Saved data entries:
:::

PR #32937, opened 2022-10-01
octave: fix missing include <ctime>

manuelakuhn:
I could not install octave due to [this bug](https://savannah.gnu.org/bugs/?62750).

This PR adds the patch to fix it.

### DIFF
--- a/var/spack/repos/builtin/packages/octave/package.py
+++ b/var/spack/repos/builtin/packages/octave/package.py
@@ -107,6 +107,13 @@ class Octave(AutotoolsPackage, GNUMirrorPackage):
     depends_on("suite-sparse", when="+suitesparse")
     depends_on("zlib", when="+zlib")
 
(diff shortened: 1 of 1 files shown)


siko1056 (changes requested):
This problem is fixed with Octave 7.2.0

https://octave.org/news/release/2022/07/28/octave-7.2.0-released.html

Unfortunately, Octave 7.2.0 is not yet present in Spack.  I will add Octave 7.2.0 this weekend.

Do you agree @manuelakuhn to update to Octave 7.2.0 and avoid this patch?

I am sorry for the inconvenience.

manuelakuhn:
Sure, if you update octave that is also fine with me.

siko1056:
Thank you for your patience, see https://github.com/spack/spack/pull/32943 and I kindly close this PR.

PR #32940, opened 2022-10-01
py-tensorflow-estimator: add v2.10

adamjstewart:
https://github.com/tensorflow/tensorflow/blob/r2.10/RELEASE.md

Can't test because TF doesn't build, but hopefully this works.

### DIFF
--- a/var/spack/repos/builtin/packages/py-tensorflow-estimator/package.py
+++ b/var/spack/repos/builtin/packages/py-tensorflow-estimator/package.py
@@ -51,7 +51,7 @@ class PyTensorflowEstimator(Package):
         "2.0",
         "1.13",
     ]:
-        depends_on("py-tensorflow@", +ver, when="@" + ver, type=("build", "run"))
+        depends_on("py-tensorflow@" + ver, when="@" + ver, type=("build", "run"))
 
     depends_on("bazel@0.19.0:", type="build")
     depends_on("py-pip", type="build")
--- a/var/spack/repos/builtin/packages/py-tensorflow-estimator/package.py
+++ b/var/spack/repos/builtin/packages/py-tensorflow-estimator/package.py
@@ -17,6 +17,7 @@ class PyTensorflowEstimator(Package):
 
     maintainers = ["aweits"]
 
+    version("2.10", sha256="60df309377cf4e584ca20198f9639beb685d50616395f50770fc0999092d6d85")
     version("2.9.0", sha256="62d7b5a574d9c995542f6cb485ff1c18ad115afd9ec6d63437b2aab227c35ef6")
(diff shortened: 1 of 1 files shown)


var/spack/repos/builtin/packages/py-tensorflow-estimator/package.py
```diff
@@ -31,23 +32,26 @@ class PyTensorflowEstimator(Package):
...
+        "2.8",
+        "2.7",
+        "2.6",
+        "2.5",
+        "2.4",
+        "2.3",
+        "2.2",
+        "2.1",
+        "2.0",
+        "1.13",
```
tldahlgren, line 52: This doesn't match the original requirement of `py-tensorflow@1.13.1`, does that matter?

var/spack/repos/builtin/packages/py-tensorflow-estimator/package.py
```diff
@@ -17,6 +17,7 @@ class PyTensorflowEstimator(Package):
 
     maintainers = ["aweits"]
 
+    version("2.10", sha256="60df309377cf4e584ca20198f9639beb685d50616395f50770fc0999092d6d85")
```
tldahlgren, line 20: Confirmed the sha256.

tldahlgren (commented):
Have a question about the new, much tighter dependency handling for one specific version.

var/spack/repos/builtin/packages/py-tensorflow-estimator/package.py
adamjstewart: Probably not, all TF estimator releases seem to correspond to a single TF release version. It's possible that older versions were more flexible as to which versions they claimed to support, but my experience with TF has been that versions need to match exactly, otherwise bad things happen. No one should be using such an old version of TF anyway.

tldahlgren (approved):
@aweits Did you want to comment on this PR before it is merged?

aweits (approved):
lgtm
```
==> Installing py-tensorflow-estimator-2.10-mniafgjp2k3gvbdfzkbwsfxcdgf7jt2q
==> No binary for py-tensorflow-estimator-2.10-mniafgjp2k3gvbdfzkbwsfxcdgf7jt2q found: installing from source
==> Fetching https://github.com/tensorflow/estimator/archive/v2.10.tar.gz
==> No patches needed for py-tensorflow-estimator
==> py-tensorflow-estimator: Executing phase: 'install'
==> py-tensorflow-estimator: Successfully installed py-tensorflow-estimator-2.10-mniafgjp2k3gvbdfzkbwsfxcdgf7jt2q
  Fetch: 1.34s.  Build: 9.12s.  Total: 10.47s.
[+] /dev/shm/spack/opt/spack/linux-rhel7-skylake_avx512/gcc-11.2.0/py-tensorflow-estimator-2.10-mniafgjp2k3gvbdfzkbwsfxcdgf7jt2q
```

PR #32950, opened 2022-10-03
Remove CMakePackage.define alias from most packages

alalazo:
The first 4 commits are extracted from #30738 The last one goes through all the packages that are not reworked in #30738 and removes the alias. This is mainly needed to ensure backward compatibility once #30738 is merged, while it changes no behavior before that, and as such it is safe to merge before.

Modifications:
- [x] Do not alias `CMakePackage.define` in recipes, but use `self.define` instead


haampie (approved):

alalazo:
@spackbot run pipeline

alalazo:
@spackbot run pipeline

PR #34255, opened 2022-12-02
Add toggle for autoloading upstream modules

vanderwb:
Currently, if you tell Spack to autoload modules, `depends_on` statements will be added for both local instance and upstream instance dependencies. This behavior could be fine/desired if you add both module trees to the MODULEPATH, but some users may want to load dependencies built in the local instance but ignore ones built in the upstream (since they may not exist!).

This PR adds a *modules.yaml* toggle called `exclude_upstream_autoloads`, similar to `exclude_implicits`, that if **true** allows the user to ignore upstream packages when generating `depends_on` statements.

### DIFF
--- a/lib/spack/spack/modules/common.py
+++ b/lib/spack/spack/modules/common.py
@@ -519,6 +519,14 @@ class BaseConfiguration(object):
         installed_implicitly = not spec._installed_explicitly()
         excluded_as_implicit = exclude_implicits and installed_implicitly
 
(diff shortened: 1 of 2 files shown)


vanderwb:
There appears to be an import that is unused, causing a failing style test. I did not introduce this line of code but could clean it up or comment it out in this PR if the concept is judged sound.

vanderwb:
Will revisit if needed.

PR #34261, opened 2022-12-02
[texinfo] @7.0: needs c-11 syntax

stephenmsachs:
gnulib/lib/malloca.c uses single value `static_assert()` only available in c-11 syntax. `gcc` seems to be fine, but `icc` needs extra flag.


alalazo (approved):

alalazo:
@spackbot run pipeline

PR #34265, opened 2022-12-02
LLVM: replace libelf dependency with elf

iarspider:
I didn't test this extensively, but in CMS LLVM builds just fine with elfutils.

### DIFF
--- a/var/spack/repos/builtin/packages/llvm/package.py
+++ b/var/spack/repos/builtin/packages/llvm/package.py
@@ -598,9 +598,7 @@ class Llvm(CMakePackage, CudaPackage):
                     [
                         define("LIBOMPTARGET_NVPTX_ENABLE_BCLIB", True),
                         # work around bad libelf detection in libomptarget
-                        define(
-                            "LIBOMPTARGET_DEP_LIBELF_INCLUDE_DIR", spec["elf"].prefix.include
-                        ),
+                        define("LIBOMPTARGET_DEP_LIBELF_INCLUDE_DIR", spec["elf"].prefix.include),
                     ]
                 )
         else:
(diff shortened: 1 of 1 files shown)


iarspider:
@spackbot fix style

iarspider:
@spackbot run pipeline

bernhardkaindl:
@iarspider It should work of coruse because the libelf from elfutils is compatible with libelf, but what should be the benefit?

I only see the drawback of adding more dependencies (the dependencies of elfutils) into the build for (I think) no gain.

For your PRs in general but for this one specially: Can you please add the motivation why merging your PR(s) would be beneficial and worth the incurred drawbacks? Thanks!

bernhardkaindl (commented):
@iarspider It should work of course because the libelf from elfutils is compatible with libelf, but what should be the benefit?

I only see the drawback of adding more dependencies (the dependencies of elfutils) into the build for (I think) no gain.

For your PRs in general but for this one specially: Can you please add the motivation why merging your PR(s) would be beneficial and worth the incurred drawbacks? Thanks!

iarspider:
@bernhardkaindl `libelf` and `elfutils` both provide virtual package `elf`. Also, `libelf` is not maintained anymore, and it's recommended to use `elfutils` instead. This PR replaces hard dependency on `libelf` with a virtual dependency on `elf`. I think, this is kind of recommended way of writing package recipes: unless package X can only be used (built or ran) with specific provider of virtual package Y, put dependency on Y.

iarspider:
One additional benefit of using `elf` vs `libelf`: if `elfutils` is already in the environment, it will be picked up instead of `libelf` - one less dependency.

bernhardkaindl (approved):
Thanks, looks good.

iarspider:
Unless there is a package that can only be built with `libelf`, we can probably deprecate `libelf` and replace all dependencies on `libelf` or `elf` with `elfutils` (since this will be the only provider of `elf`), but this is outside of this PR's scope.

:::

* [AIM OF THE EXERCISE]
Identify each line in the entries with the word "commented" and copy it.

* [SOLUTION FOR THIS PROBLEM]
tldahlgren (commented):
bernhardkaindl (commented):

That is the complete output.